フォーマットに関してはこちらを参考にしてみてください。
the_title()
投稿のタイトルを取得して表示する関数です。
この関数をループ内で使用することで、各投稿のタイトルを取得して表示してくれます。
ループしているので当たり前なのですが、自動でタイトルが出力されるのはとても便利ですね。
the_permalink()
投稿のURLを取得して表示する関数です。
ループ内で使用することで、各ページのURLを自動的に取得して表示します。
この関数は上記のコードのタイトルとサムネイルの2箇所で使用しています。
the_post_thumbnail()
投稿のサムネイルを取得して表示する関数です。
ループ内で使用すると、各ページのサムネイルを自動的に取得して表示します。
引数に以下の方法でサイズを指定することができます。
- thumbnail・medium・medium_large・large・fullというサイズ指定
- 横幅と縦幅を配列にして数字で指定する方法(例:array(640, 360))

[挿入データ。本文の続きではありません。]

PR #4155, opened 2023-06-08
feat: Run Python byte-code compiler during `/compile:1`

fabiomadge:


robin-aws (changes requested):
Great! The only change I'm requesting is that this doesn't close those two issues, just lets us take the soundness labels off. I think it's better to leave them open since they are still cases where a valid Dafny program produces code that can't execute, even if they are easy to avoid in practice. Better to have the issues open so folks can find them and understand they are known issues IMO.

robin-aws (approved):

- 第一引数に横幅、第二引数に縦幅、第三引数に切り抜きするかを指定する方法(例:640, 360, true)
ご自分の希望のサイズに合わせて引数の記述をしてみてください。
以上、今回のコードで使用した4つのWordPress関数の解説は終了します。
実際のデザインではカテゴリーや投稿者、更新日、抜粋等・・・今日使用した関数以外にも使用する可能性があると思います。
わからないものがあれば、WordPress公式サイトの開発者向けリソースで調べて使ってみてください。
まとめ
今回はWordPressループを解説しました。
今回使用したif(have_posts) { while(have_posts) : the_post() }
を呪文のように意味を理解しないまま覚えている人もいると思います。
今一度どのような意味かを理解しましょう。
理解することで思い通りのデザインを実装でき、時間の短縮にもつながります。
WordPressへの愛着も湧いてきますね。笑
ぜひ参考にしていただけると嬉しいです。